Until the line containing "This is all" has been reproduced, keep reproducing each line of the material below exactly, starting with the first.

Top of Record set

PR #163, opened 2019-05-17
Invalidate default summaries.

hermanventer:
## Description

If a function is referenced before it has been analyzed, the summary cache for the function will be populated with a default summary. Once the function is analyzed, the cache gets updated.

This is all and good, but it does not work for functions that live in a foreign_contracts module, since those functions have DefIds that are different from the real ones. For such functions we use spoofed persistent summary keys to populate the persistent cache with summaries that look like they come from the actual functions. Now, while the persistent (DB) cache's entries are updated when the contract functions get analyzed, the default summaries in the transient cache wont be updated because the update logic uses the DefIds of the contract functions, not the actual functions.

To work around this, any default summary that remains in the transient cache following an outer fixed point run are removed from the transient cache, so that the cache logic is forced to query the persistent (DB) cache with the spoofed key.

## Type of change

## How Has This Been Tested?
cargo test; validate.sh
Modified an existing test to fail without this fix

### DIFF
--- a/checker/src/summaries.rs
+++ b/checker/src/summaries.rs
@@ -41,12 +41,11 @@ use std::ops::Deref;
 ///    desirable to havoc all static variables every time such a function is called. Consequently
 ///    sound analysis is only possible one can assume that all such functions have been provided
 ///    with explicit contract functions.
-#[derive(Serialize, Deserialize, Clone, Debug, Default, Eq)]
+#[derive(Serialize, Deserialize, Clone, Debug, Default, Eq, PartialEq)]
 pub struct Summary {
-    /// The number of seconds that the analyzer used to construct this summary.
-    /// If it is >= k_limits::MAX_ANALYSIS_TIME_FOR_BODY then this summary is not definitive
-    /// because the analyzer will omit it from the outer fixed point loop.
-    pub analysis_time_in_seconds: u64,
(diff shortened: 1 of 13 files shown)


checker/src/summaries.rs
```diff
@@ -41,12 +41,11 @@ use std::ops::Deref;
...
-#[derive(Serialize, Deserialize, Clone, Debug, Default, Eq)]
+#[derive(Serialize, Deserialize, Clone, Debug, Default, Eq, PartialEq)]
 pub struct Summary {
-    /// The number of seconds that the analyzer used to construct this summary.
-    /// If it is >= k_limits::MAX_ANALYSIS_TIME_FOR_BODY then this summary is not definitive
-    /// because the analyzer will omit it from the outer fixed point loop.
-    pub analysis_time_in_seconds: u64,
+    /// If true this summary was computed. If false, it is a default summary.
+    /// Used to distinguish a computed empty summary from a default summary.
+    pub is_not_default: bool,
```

Bottom of Record set

Answer for the task:
PR #163, opened 2019-05-17
Invalidate default summaries.

hermanventer:
## Description

If a function is referenced before it has been analyzed, the summary cache for the function will be populated with a default summary. Once the function is analyzed, the cache gets updated.

This is all and good, but it does not work for functions that live in a foreign_contracts module, since those functions have DefIds that are different from the real ones. For such functions we use spoofed persistent summary keys to populate the persistent cache with summaries that look like they come from the actual functions. Now, while the persistent (DB) cache's entries are updated when the contract functions get analyzed, the default summaries in the transient cache wont be updated because the update logic uses the DefIds of the contract functions, not the actual functions.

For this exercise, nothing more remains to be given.